第二通鼓,站在六人首行的剑士起身击剑,阵阵宝剑破空声从第一个剑士手中传来,能将青铜打造的三尺长剑舞的虎虎生风,决计不是普通士卒行伍可以做到的事情。
范蠡身为越国大将军自然是最清楚不过,越王隐忍二十年来,为了不引起吴国警惕,他一直在私下里从其余诸侯国内,搜集因为战乱流离失所的孤儿,自小刻苦训练,作为日后反攻吴国的有生力量。
如今他辛辛苦苦训练的带甲士卒已有三千人,可他训练出来的三千甲士中,能够将三尺青铜剑舞出破空之声的,也不过几十人。
这几十人,基本上都是军中百夫长,如果说吴国的普通士卒能有这般能力,范蠡他是万万不会相信。
这时候坐在范蠡身边的叶浮就没有这么多想法,他常年呆在会稽山里,对外界的一切新鲜事物都很好奇。
现在就正对着桌子上一盘烹煮的羊肉疯狂进攻,完不顾在座的诸位贵族眼神,他们身为贵族在用餐的时候有自己的一套礼仪,当看见叶浮这样毫无形象的样子,眼珠子都快惊的掉出来。
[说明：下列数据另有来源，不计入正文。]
PR #2187, opened 2024-07-15
Various preparations for adaptive suprathreshold enhancements

t-b:


Packages/MIES/MIES_Utilities_WaveHandling.ipf
```diff
@@ -1249,6 +1249,35 @@ Function SearchForDuplicates(wv)
...
+	variable numPoints, i, numDuplicates, idx
+
+	numPoints = DimSize(wv, ROWS)
+	ASSERT_TS(numPoints == numpnts(wv), "Wave must be 1D")
+
+	if(numPoints < 2)
+		return $""
+	endif
+
+	Make/FREE/D/N=(numPoints) indizes = NaN
```
MichaelHuth, line 1264: For performance reasons, fill the wave in a separate line via FastOp

MichaelHuth (changes requested):
In commit message 7d7b31564682d64f31f358cac9b5f7bfabe086b7
I usually find it helpful for these fixes if there is a brief description what the old/previous behavior was for the described case.

t-b:
Thanks for the review:

> In commit message https://github.com/AllenInstitute/MIES/commit/7d7b31564682d64f31f358cac9b5f7bfabe086b7
I usually find it helpful for these fixes if there is a brief description what the old/previous behavior was for the described case

Done.

> For performance reasons, fill the wave in a separate line via FastOp

Fixed.

> This does not find neighbouring NaNs, is that intended?
> If yes then this should be mentioned in the function description (or it should be specified what "equal neighbouring points" exactly means)
>
> And add test for that.

Dooh. Thanks for reading carefully. This is now fixed.

Range diff: 
[range-diff.txt](https://github.com/user-attachments/files/16250275/range-diff.txt)

MichaelHuth (approved):
LGTM

PR #2188, opened 2024-07-16
Utils: fix function popcount for argument < 0

MichaelHuth:
- popcount was not working correctly for negative numbers
- added tests

since 6340df62 (Add function to calculate the population count, 2015-06-28)


t-b (approved):

t-b:
Needs conflict resolution.

MichaelHuth:
The failing PS_CR6 test seem to be unrelated to the popcount change as popcount is not called when this test runs. I also can not reproduce the fail locally.

t-b (approved):

Issue #2156, opened 2024-07-02
Fix electrode naming for NWB files


t-b:
GetCellElectrodeNames seems not be used for NWB writing. Add a test as well.

MichaelHuth:
It looks like electrode names are saved already.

不过好在现在大多数人都将注意力放在大殿上舞剑的六名吴国剑士,叶浮这般放荡不羁的样子,除了坐在他周围的几名官员,其余人都没有注意到这里。
可惜,注意到叶浮这副吃相的人,恰好就有坐在范蠡对面的文种,文种和范蠡同朝共事几十年,一直都看不透他这位聪明绝顶的同僚。
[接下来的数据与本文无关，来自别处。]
Issue #2198, opened 2024-07-24
Tests failing with Sutter


MichaelHuth:
Some tests that are failing with sutter:

- CheckPulseInfoGathering: pulseInfo comparison uses magic numbers that probably depend on sample interval and these are slightly off for SUTTER
- RoundTripDepStimsetsRecursionThroughSweeps: Something with the NWB saving is wrong, as the created NWB file is more or less empty. Test fails if it tries to load this file.
- In UTF_BasicHardwareTests, UTF_TestPulseAndTPDuringDAQ some TP? related tests fail the "Empty DF" check at the end due to W_sigma still left.
- RestoreDAEphysPanel, RestoreAndSaveConfiguration, CheckIfConfigurationRestoresDAEphysWithUnassocDA
- EP_EpochTestSamplingFrequency: Sampling frequency list contains soem frequencies that are invalid for sutter (like 100 kHz)
- TPDuringDAQTPAndUnAssoc: SamplingInterval check issue
- PS_DS_AD1: Some issue with attempt to changing controls in the DAEPhys panel that are disabled when SUTTER is used, probably in test setup

PR #2216, opened 2024-08-06
Add support for saving each device to its own NWB file

### LINKED ISSUE #978: NWB Export with multiple devices issue
PXP and NWBv2:
[mies-igor.zip](https://github.com/AllenInstitute/MIES/files/6638994/mies-igor.zip)

The PXP has data from two devices each 1 sweep from HS0.

Looking at the data with the HDF5 Browser 

grafik

and the dump output

```
   SOFTLINK "electrode" {
      LINKTARGET "/general/intracellular_ephys/electrode_0"
   }

...

   SOFTLINK "electrode" {
      LINKTARGET "/general/intracellular_ephys/electrode_0"
   }
```

shows that both AD timeseries are linked to the same electrode and therefore to the same device. This is because as they use the same headstage number (electrode in NWB lingua) and we did not thought about that we need one NWB electrode for each device.

This bug is present in NWBv1 although less severe there because we also store the device name in the source attribute.

### LINKED ISSUE #2127: Add DA_Ephys checkbox to write data into separate NWB file
- Add setvariable string with pattern name, `%exp-%hw-%electrode`, (%exp: experiment name, %hw: hardware serial, %electrode: electrode name) current default being `%exp`
- Add NWB function to regenerate NWB file name
- Add GUI group for NWB settings

MichaelHuth:
close #978
close #2127


t-b:
Review:
afcd865d7 (NWB: Create separate NWB file for each device, 2024-08-06)

- [ ] The change in NWB_GenerateDeviceDescription should be its own commit. Does the
test RoundTripDepStimsetsRecursionThroughSweep from
shttps://github.com/AllenInstitute/MIES/issues/2198 then passes? If yes the
commit message should say so.

- [ ] Using chunked compression in NWB_PrepareExport needs also to be its own commit.

- [ ] CloseAllNWBFiles/CloseNWBFile need to have a NWB_ prefix.

- [ ] LoadMiesFolderFromPXP also own commit.

- [ ] ExportEpochsFromFileToDF:
`last += 1` ???

Same in TestEpochRecreationShortNames.

Is that a generic error when using BSP_FirstAndLastSweepAcquired? If yes we should do

```
for(i = first; i <= last; i += 1)
```

instead of wildly adding +1.

6dfc14e27 (Fix: RecreateMissingSweepAndConfigWaves handle non-missing waves properly, 2024-08-08)

Nice find!

b159debd7 (AB: Move AnalysisBrowser file name generation for ReExport to own function, 2024-08-08)

Juup.

f531e385d (HistoricDataTest: Add test to export NWBv1 data through AnalysisBrowser, 2024-08-08)

Good!

While playing around I found out that the "already open check" in
AB_AddExperimentEntries is not used when you D&D a file into IP as BeforeFileOpenHook
uses AB_AddFile directly. Happy to table that after this PR if that is not new.

MichaelHuth:
Regarding `BSP_FirstAndLastSweepAcquired`:

The function returns the last index inclusive.

Also the function has a bigger general issue that it is not multiple device aware. I think it actually should have a device argument and return the first / last sweep of that device. Returning that for multiple devices seems for me that it gives results that are not senseful usable anywhere.

t-b:
> Also the function has a bigger general issue that it is not multiple device aware. I think it actually should have a device argument and return the first / last sweep of that device. Returning that for multiple devices seems for me that it gives results that are not senseful usable anywhere.

Databrowsers can only be locked to one device so it works for them. And for Sweepbrowsers it can have duplicated sweep numbers for multiple devices yes.

MichaelHuth:
`TestEpochRecreationShortNames` and the generator: I rewrote the the whole test and the generator to work properly with multiple devices loaded in the SB.

I also added two utility functions to the SB for that.

Most of the SB functions are single experiment / single device and will return wrong results/data for the multi case. Also e.g. SweepFormula that uses these functions does not work correctly then.

t-b (approved):

t-b (approved):

t-b (approved):

timjarsky (approved):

前几日,范蠡带人去会稽山寻找和高钧决斗的那名剑客,直到今天回到都城,自己的这位同僚好友,却带着一名少年来到越国王宫的议事大殿,并且将其安排在自己身边坐下不知究竟有何深意。
原本就纳闷的文种,一直都在暗中大量这个坐在范蠡身边的少年,于是就看到了叶浮不顾形象进攻盘子上羊肉的这一幕。
正准备喝酒的文种,在看到叶浮的样子时,惊的差点儿连樽中美酒从青铜酒樽里洒出来。
他自从成为越国丞相以来,就没有看到过如此疯狂的用餐方法,以至于他都无暇关注大殿上吴国剑士精彩绝伦的剑舞表演,眼睛一直盯着这个奇怪的少年。
“咦?”
盯着叶浮的文种忽然轻声喊了一下,只不过因为他声音细微,以至于正在专心观看吴国剑士舞剑的文武百官,都没有听到他的声音。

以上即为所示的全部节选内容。